Will This Be the Radicalization of Black Lives Matter?

Photograph by Nathaniel St. Clair

On Monday a group of local Black Lives Matter chapters issued a statement to the public calling for more transparency and accountability from the Black Lives Matter Global Network (BLMGN), the umbrella structure for the Black lives matter structures.

In what appears to be an ongoing internal discussion, the chapters claimed that BLMGN not only did not collaborate on political visioning and collective analysis with the chapters but shockingly, with the millions reported in the media that was raised from foundations and corporations, “most chapters have received little to no financial support since the launch in 2013.”

The lack of accountability and questions regarding the use of funds were almost inevitable because it was designed that way. Counterinsurgency efforts in the U.S. and elsewhere discovered that these methods are effective and adopted them as part of the playbook for corrupting and redirecting potential oppositional groups.

This does not mean that everyone participating in this effort were opportunists — quite the contrary. There were thousands of Black activists across the country who sincerely supported and participated in what has become the Black Lives Movement.
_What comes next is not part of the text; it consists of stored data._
PR #32, opened 2023-07-26
Endpoint removed handling

PietroPasotti:
- adds an `endpoint_removed` event for charm usage
- no longer raises exceptions when databag contents are invalid
- public `is_ready` check for charm usage

### DIFF
--- a/lib/charms/tempo_k8s/v0/tracing.py
+++ b/lib/charms/tempo_k8s/v0/tracing.py
@@ -470,11 +470,11 @@ class TracingEndpointProvider(Object):
         """Notify the providers that there is new endpoint information available."""
         relation = event.relation
         if not self.is_ready(relation):
+            self.on.endpoint_removed.emit(relation)  # type: ignore
             return
 
         data = TracingRequirerAppData.load(relation.data[relation.app])
-        if data:
-            self.on.endpoint_changed.emit(relation, data.host, [i.dict() for i in data.ingesters])  # type: ignore
+        self.on.endpoint_changed.emit(relation, data.host, [i.dict() for i in data.ingesters])  # type: ignore
 
     def _on_tracing_relation_broken(self, event: RelationBrokenEvent):
         """Notify the providers that the endpoint is broken."""
--- a/lib/charms/tempo_k8s/v0/tracing.py
+++ b/lib/charms/tempo_k8s/v0/tracing.py
@@ -64,7 +64,13 @@ import logging
 from typing import TYPE_CHECKING, List, Literal, MutableMapping, Optional, Tuple, cast
 
 import pydantic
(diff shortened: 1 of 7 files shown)


lib/charms/tempo_k8s/v0/tracing.py
```diff
@@ -425,8 +436,20 @@ def __init__(
...
         self.framework.observe(events.relation_changed, self._on_tracing_relation_changed)
+        self.framework.observe(events.relation_broken, self._on_tracing_relation_broken)
+
+    @property
+    def relation(self) -> Relation:
+        """The tracing relation associated with this endpoint.
+
+        Assumes tracing has limit 1.
+        """
+        return self._charm.model.get_relation(self._relation_name)
```
dstathis, line 447: Should we really be assuming limit 1 in a library.

dstathis (approved):

lib/charms/tempo_k8s/v0/tracing.py
PietroPasotti: yeah maybe it's not actually a bad idea to allow sending to multiple tracing endpoints

PietroPasotti: so I think we should keep it limit 1 because:
- I don't think it is common to have a single trace source support sending traces to multiple backends. (Traefik doesn't).
- if you really want to do that, the way to do it is to put an OpenTelemetry Collector or grafana agent or something like that in the middle, that distributes the traces to multiple backends.

PietroPasotti: @simskij sounds reasonable?

lucabello (approved):

lib/charms/tempo_k8s/v0/tracing.py
PietroPasotti: @lucabello does this make sense to you too?

lucabello: I think the two models you mentioned are something we might want to apply elsewhere as well; I'd say let's have a small chat with the whole team and see what approach we'd rather take :)

simskij: I think putting the GAgent in the middle if you want multiple sinks makes sense.

simskij (approved):

lib/charms/tempo_k8s/v0/tracing.py
PietroPasotti: GAgent will also use this lib's provider to push traces to multiple remote COS lite deployments (including multiple tempos). 
So the requirer lib should not assume limit 1. Traefik needs to set limit 1.

PR #43, opened 2023-09-04
Charm tracing name revert

PietroPasotti:
swapped out charm_instrumentation with charm_tracing lib

I just published charm_instrumentation 0.8 adding a warning about this rename and that charm_instrumentation is from now on unmaintained.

These activists for the most part had no idea that questions emerged from the very beginnings of this “movement,” which only intensified in relationship to the George Floyd demonstrations, especially when it appeared that the state had successfully placed BLM at the head of something it had not organized.

Most of the activists who hit the streets just wanted to do the work and didn’t know that questions about whether this movement was more valuable as an instrument of the ideological re-legitimization of the system than it was as an instrument for advancing the oppositional, anti-capitalist radical Black movement, especially as it seemed to align itself with right-wing neoliberal democrats from Obama, Clinton, Warren and now to Biden.

So, with the field being flooded with cash from the enemy to keep the focus on easily incorporated themes of “racial justice” and “criminal justice reform,” issues of both financial and political accountability were always beneath the surface. Now those issues have found the light of day and accountability is being called for.

I hope that this effort will result in a serious discussion around the politics of BLM more so than the money issue, even though both are intertwined by the source of the money and the reasons why resources were generated to support this effort.

The situation that faces African workers and the colonized peoples of this settler colony are dire. There is no capitalist solution to the crisis of capital at this stage of its’ development. No Keynesianism, no “new deals,” no appeals to U.S. exceptionalism or “making America great” will reverse its rot. The material contradictions of the capitalist order have accelerated social-economic forces toward either a unique period of a “new” national expression of U.S. fascism (colonialist fascism was the base upon which racialized capitalism was erected ), or of a revolutionary situation in which socialist revolution is presented by left forces as a viable option.

This dual trajectory is understood by the rulers and is the basis for why they have consciously moved to pre-empt the radicalization of the present moment by propping up what has now become a diversionary movement meant to de-politicize, even in the midst of dramatic mobilizations across the country, in reaction to the lynching of George Floyd.

Throughout the first few months of Covid pandemic in April and into May, stories started to surface that revealed how environmental racism, neoliberal privatization that devastated the public health system, poverty, Black and Brown workers concentrated in the lowest rungs of the employment ladder – the “essential” workers – had created the conditions that made the virus a plague for us.

But those stories just about disappeared for several months, beginning at the end of May. And what happened? George Floyd.

The streets were filled with righteous indignation demanding “justice” for Floyd and correctly linking the other cases of police violence such as the execution of Breonna Taylor. Yet, while the marches demanded that we say the names of Floyd and Taylor and remember Rice and Sandra Blaine — out of sight in run-down nursing homes, overcrowded hospitals, and alone in apartments — our folks were dying in silence. The movement would not claim them; would not say their names or it seemed – fight for them.

And even as the lines for food extended for miles, the unemployment check stopped coming and people were driven into the streets by landlords released from moratoriums against evictions. Somehow these crimes of capital did not fit the definition of an assault on our people. It was as if this was neither a “racial justice” issue nor a crime of racialized capitalism.

It is clear to me that the chapters raising questions about BLM from the frontlines are doing so not out of a desire to destroy but to strengthen the movement by generating this discussion. Will it be a tough conversation? Yes. Because partially obscured by the liberal appropriation of intersectionality is the issue of class that the largely petit-bourgeois classed-based leadership of the movement will not even acknowledge, let alone struggle with.

But that may soon change.

Ajamu Baraka is the national organizer of the Black Alliance for Peace and was the 2016 candidate for vice president on the Green Party ticket. He is an editor and contributing columnist for the Black Agenda Report and contributing columnist for Counterpunch magazine.